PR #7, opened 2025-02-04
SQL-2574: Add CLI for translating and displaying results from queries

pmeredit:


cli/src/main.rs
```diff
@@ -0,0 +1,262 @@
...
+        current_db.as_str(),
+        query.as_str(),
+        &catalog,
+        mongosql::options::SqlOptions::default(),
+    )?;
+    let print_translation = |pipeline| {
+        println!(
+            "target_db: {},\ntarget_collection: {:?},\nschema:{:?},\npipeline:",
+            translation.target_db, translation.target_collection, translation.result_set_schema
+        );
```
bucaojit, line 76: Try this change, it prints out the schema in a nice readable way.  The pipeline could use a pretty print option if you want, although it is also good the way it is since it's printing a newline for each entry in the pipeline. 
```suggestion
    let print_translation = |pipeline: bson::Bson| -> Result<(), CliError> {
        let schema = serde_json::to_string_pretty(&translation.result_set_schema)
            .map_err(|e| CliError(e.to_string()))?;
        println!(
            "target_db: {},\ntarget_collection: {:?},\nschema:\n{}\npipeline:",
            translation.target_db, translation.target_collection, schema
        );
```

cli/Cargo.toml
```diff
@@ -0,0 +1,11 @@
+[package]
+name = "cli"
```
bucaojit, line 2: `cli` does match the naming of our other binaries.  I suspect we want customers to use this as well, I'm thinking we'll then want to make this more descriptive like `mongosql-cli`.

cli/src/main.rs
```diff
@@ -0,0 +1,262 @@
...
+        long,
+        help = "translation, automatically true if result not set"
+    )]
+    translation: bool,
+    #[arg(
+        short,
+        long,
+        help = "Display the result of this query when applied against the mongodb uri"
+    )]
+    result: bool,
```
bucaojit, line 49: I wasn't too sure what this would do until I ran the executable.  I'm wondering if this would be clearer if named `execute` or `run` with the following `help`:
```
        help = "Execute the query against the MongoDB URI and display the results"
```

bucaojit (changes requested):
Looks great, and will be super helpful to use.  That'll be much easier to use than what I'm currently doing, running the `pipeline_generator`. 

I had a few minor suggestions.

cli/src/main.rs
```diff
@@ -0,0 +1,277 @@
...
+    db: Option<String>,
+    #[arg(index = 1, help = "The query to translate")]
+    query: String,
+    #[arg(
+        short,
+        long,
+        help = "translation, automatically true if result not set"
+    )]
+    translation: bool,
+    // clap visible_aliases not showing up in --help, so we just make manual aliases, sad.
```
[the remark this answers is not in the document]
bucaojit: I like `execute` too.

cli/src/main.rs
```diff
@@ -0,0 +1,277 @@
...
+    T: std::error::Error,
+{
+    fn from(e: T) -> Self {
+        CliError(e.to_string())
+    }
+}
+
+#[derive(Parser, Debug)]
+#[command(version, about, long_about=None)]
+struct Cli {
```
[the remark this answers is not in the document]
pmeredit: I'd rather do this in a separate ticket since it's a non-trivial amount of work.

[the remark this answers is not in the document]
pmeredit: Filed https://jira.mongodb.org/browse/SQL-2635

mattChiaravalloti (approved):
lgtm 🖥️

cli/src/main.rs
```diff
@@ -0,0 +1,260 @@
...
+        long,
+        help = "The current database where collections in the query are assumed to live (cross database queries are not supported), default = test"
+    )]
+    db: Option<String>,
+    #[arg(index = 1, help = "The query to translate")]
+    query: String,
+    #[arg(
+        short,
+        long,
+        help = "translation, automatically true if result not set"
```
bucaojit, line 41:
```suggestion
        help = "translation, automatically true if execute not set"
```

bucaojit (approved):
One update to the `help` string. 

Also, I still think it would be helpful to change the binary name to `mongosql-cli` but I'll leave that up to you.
...
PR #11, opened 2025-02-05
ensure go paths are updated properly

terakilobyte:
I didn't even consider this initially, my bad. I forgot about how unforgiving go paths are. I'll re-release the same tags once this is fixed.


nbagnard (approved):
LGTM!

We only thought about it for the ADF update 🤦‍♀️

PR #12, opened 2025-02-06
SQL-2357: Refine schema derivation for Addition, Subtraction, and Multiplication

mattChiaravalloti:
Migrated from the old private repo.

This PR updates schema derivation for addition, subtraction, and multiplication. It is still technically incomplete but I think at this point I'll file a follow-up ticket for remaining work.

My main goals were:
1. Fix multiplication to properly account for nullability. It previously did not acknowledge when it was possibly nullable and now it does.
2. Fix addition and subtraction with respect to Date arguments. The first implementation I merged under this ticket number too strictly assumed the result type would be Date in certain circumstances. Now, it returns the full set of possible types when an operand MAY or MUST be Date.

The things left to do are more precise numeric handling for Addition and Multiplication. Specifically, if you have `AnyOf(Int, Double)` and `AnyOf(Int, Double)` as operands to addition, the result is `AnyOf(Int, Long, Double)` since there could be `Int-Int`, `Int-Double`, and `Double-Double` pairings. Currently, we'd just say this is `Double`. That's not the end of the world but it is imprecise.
---
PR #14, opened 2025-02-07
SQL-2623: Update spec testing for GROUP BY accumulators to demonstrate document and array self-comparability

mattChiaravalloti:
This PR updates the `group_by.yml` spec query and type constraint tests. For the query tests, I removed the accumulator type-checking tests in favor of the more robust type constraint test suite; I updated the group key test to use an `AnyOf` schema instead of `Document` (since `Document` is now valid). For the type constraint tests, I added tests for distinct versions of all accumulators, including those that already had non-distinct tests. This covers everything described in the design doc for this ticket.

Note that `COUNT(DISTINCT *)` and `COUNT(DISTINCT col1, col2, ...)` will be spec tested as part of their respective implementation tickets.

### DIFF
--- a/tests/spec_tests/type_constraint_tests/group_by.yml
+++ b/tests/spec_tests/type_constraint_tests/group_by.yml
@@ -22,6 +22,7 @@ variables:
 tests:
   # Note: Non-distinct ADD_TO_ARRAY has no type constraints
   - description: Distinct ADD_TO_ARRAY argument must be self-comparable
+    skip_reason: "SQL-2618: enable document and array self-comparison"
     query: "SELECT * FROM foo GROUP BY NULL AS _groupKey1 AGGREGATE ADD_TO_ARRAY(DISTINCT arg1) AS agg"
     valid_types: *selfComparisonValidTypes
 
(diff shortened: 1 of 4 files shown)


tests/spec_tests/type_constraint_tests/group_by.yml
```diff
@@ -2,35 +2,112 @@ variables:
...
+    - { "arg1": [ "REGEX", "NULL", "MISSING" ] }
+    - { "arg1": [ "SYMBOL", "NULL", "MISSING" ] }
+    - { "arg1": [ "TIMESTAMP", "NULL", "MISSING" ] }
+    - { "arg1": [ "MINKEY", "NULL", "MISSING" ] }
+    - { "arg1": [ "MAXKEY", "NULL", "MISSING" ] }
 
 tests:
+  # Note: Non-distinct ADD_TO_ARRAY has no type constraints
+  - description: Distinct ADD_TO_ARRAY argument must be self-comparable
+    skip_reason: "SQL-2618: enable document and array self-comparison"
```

> **Your objective**: Copy range, inclusive: the line holding "We only thought" to the line holding "Migrated from the old private repo.". Reproduce exactly those lines of the records above and no others.

> **Answer**:
We only thought about it for the ADF update 🤦‍♀️

PR #12, opened 2025-02-06
SQL-2357: Refine schema derivation for Addition, Subtraction, and Multiplication

mattChiaravalloti:
Migrated from the old private repo.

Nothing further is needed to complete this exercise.